I am twenty two years old, and this is my story. when i was seventeen i was in a bad place…i had moved out of my parent’s house and was living in a different house every week. i was heavy into meth, selling and using. after about nine months my periods stopped and i thought i was pregnant…it was then that i made the decision to quit drugs and get my life together.
As it turns out, when your body rapidly loses weight it can stop your period…since i thought i was pregnant already i wasn’t practicing safe sex and it was because of this that i got pregnant for real. luckily, i had quit doing drugs before i conceived…and nine months later i gave birth to a beautiful baby boy. he saved my life by giving me the will to improve myself. i had gotten my GED and had enrolled in college…none of which would have happened without him. i loved him more than anything…he was my world, my reason for living.
My parents were giving us a place to stay, rent free, so long as i was in school…unfortunately my parents were only interested in helping me as long as it wasn’t getting in the way of them making money…so the week i graduated from college, my parents kicked me and my son out of our house…we had one night to get all of our stuff out…i remember starring at my son as he slept…crying because i was letting him down with my inability to care for him.
After that, i made the hardest decision i have ever made…i sent my son to go live with his father…who had not been in his life at all up until that point…and once again i was homeless. i didn’t have a car…i didn’t have a job…and i didn’t have any friends or family to help me. i was in an awful place.
After almost a year of drifting around…hardly seeing my son. one of my friends asked if i wanted to go live with her at her grandma’s in Mississippi. we could stay there while we looked for jobs..have roofs over our heads and a car to drive. i accepted…and that is when started looking up. i found the man of my dreams and we got a house together…i finally felt comfortable and like i belonged. i found out that my parent’s had petitioned for and received custody of my son…and although i hate them for what they had done…they were well off and gave him all the love and care he needed, all the things i could not give him. in pictures they sent he looked so happy and cared for…when i spoke to him on the phone he was so smart and cheerful. i didn’t want to take him away from the only happiness he had known…even if i could support a child…i knew that to take him away from the only home he could remember just to fufill my own maternal desires would be selfish. i am currently awaiting the day that i am completely stable financially and mentally, and when that day comes my son will live with me again…he does not deserve the uncertainty that comes with money problems, and emotional problems.
Not long after all this…i found out i was pregnant again. i was frantic…i already had a child that i could not care for on my own. i knew the heart wrenching pain that comes from not being able to give the baby you created everything they need and deserve…it is a pain i deal with daily. i felt like abortion was my only choice. i could not stand the idea of giving up a child again…to think of it now, it seems so ridiculous and selfish that i would rather kill than give up this baby. i was sick all the time…i couldn’t go to work because i was constantly throwing up…i think i convinced myself that for the sake of keeping my job i had to have an abortion. i also think i was ashamed…that people would not understand why i was not keeping my child. because of the shame i already felt for my inadequacies with my son, it all seemed unbearable…so at nine weeks, i had an abortion.

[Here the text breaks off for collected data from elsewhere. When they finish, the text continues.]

PR #2074, opened 2026-05-04
Pass job env vars to fleet containers

marceloamaral:
### Summary
`FleetsRunner.submit()` now forwards decrypted `job.env_vars` to the CE container, matching the Ray runner path.

### Details and comments
- Decrypts and passes all env vars from `job.env_vars` (gateway token, Qiskit Runtime credentials, trial mode, etc.)
- Adds `QISKIT_IBM_RUNTIME_CUSTOM_CLIENT_APP_HEADER` for IBM Runtime attribution
- Removes redundant explicit `DATA_PATH` (already in `job.env_vars`)
- Enables `save_result()` calls from within fleet containers via the gateway API

### DIFF
--- a/gateway/core/services/runners/fleets_runner.py
+++ b/gateway/core/services/runners/fleets_runner.py
@@ -27,6 +27,7 @@ from core.ibm_cloud.code_engine.ce_client.rest import ApiException
 
 from core.models import Job, CodeEngineProject
 from core.services.runners.abstract_runner import AbstractRunner, RunnerError
+from core.utils import decrypt_env_vars
 from core.ibm_cloud.clients import IBMCloudClientProvider
 from core.ibm_cloud.code_engine.fleets.handler import FleetHandler
 from core.ibm_cloud.code_engine.fleets.utils import (
@@ -218,12 +219,12 @@ class FleetsRunner(AbstractRunner):
                     secondary_log_filename=LOG_FILENAME,
                     secondary_log_filter_key=LOG_FILTER_KEY,
                 )
-                run_env_variables.extend(
-                    [
-                        {"type": "literal", "name": "JOB_ID_GATEWAY", "value": job_id},
-                        {"type": "literal", "name": "DATA_PATH", "value": paths["user_mount_path"]},
-                    ]
+                run_env_variables.append(
+                    {"type": "literal", "name": "JOB_ID_GATEWAY", "value": job_id},
                 )
+
+                gateway_env = self._build_gateway_env_vars()
+                run_env_variables.extend(gateway_env)
                 run_commands = build_run_commands(
                     app_run_commands=["python", f"{paths['provider_mount_path']}/{self.job.program.entrypoint}"],
                     secondary_log_filter_key=LOG_FILTER_KEY,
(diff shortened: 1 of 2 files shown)


gateway/core/services/runners/fleets_runner.py
```diff
@@ -218,12 +219,12 @@ def submit(self) -> None:
                     secondary_log_filename=LOG_FILENAME,
                     secondary_log_filter_key=LOG_FILTER_KEY,
                 )
-                run_env_variables.extend(
-                    [
-                        {"type": "literal", "name": "JOB_ID_GATEWAY", "value": job_id},
-                        {"type": "literal", "name": "DATA_PATH", "value": paths["user_mount_path"]},
-                    ]
```
ElePT, line 225: was the DATA_PATH variable dead code?

gateway/core/services/runners/fleets_runner.py
```diff
@@ -505,6 +506,27 @@ def _get_handler(self) -> FleetHandler:
...
         return self._handler
 
+    def _build_gateway_env_vars(self) -> list[dict[str, str]]:
+        """Extract job env vars so the container can call save_result() and use Qiskit Runtime."""
+        try:
+            env = json.loads(self.job.env_vars)
+            env = decrypt_env_vars(env)
+        except Exception:  # pylint: disable=broad-exception-caught
+            logger.warning("Could not decrypt env_vars for job [%s]", self.job.id)
+            return []
```
ElePT: I don't think this try/except +  is log really necessary, `decrypt_env_vars` already has a try-except. If anything, what could fail is the json loading.

gateway/core/services/runners/fleets_runner.py
```diff
@@ -505,6 +506,27 @@ def _get_handler(self) -> FleetHandler:
...
+
+        token = env.get("ENV_JOB_GATEWAY_TOKEN", "")
+        if token:
+            env["QISKIT_IBM_RUNTIME_CUSTOM_CLIENT_APP_HEADER"] = (
+                "middleware_job_id/" + str(self.job.id) + "," + token + "/"
+            )
```
ElePT: afaik this code isn't used anywhere, and should be cleaned up right @Tansito?

ElePT (commented):
Thanks for the change! I think that it's missing unit tests and a couple of small comments I left in the code.

gateway/core/services/runners/fleets_runner.py
marceloamaral: DATA_PATH is already in job.env_vars, so we do not need to add it here anymore.

gateway/core/services/runners/fleets_runner.py
marceloamaral: @ElePT removed this, we can add it back in future if needed!

ElePT (commented):
The changes look good, but as a reminder: the PR is missing the unit tests

marceloamaral:
@ElePT added the unit tests!

avilches (approved):

ElePT (approved):
LGTM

This was about two months ago…and i am in the denial stage i believe. the only person who knows is my boyfriend…and even we don’t really talk about it. i have been having some pretty severe emotional issues…i feel like i am in a permanent state of p.m.s…i will fly off the handle at the drop of a hat, i am really tired all the time, and have been having cramps and headaches. i am terrified to see the doctor…i can’t stand the thought of someone touching me down there. there haven’t been any sexual problems, but the thought of being in a hospital atmosphere, and someone putting medical instruments inside of me makes me have panic attacks.
I go from a manic desire to be pregnant again to never wanting any more children…even thinking about my son makes me want to cry because i know that my other child would have been as special to me as he is. i am not religious, but i believe that killing is wrong…i don’t know how i am going to get through this without professional help, but i can’t bring myself to actually speak to someone about it…i feel like it is all still so new and i need some positive reinforcement. any help you could give me would be great.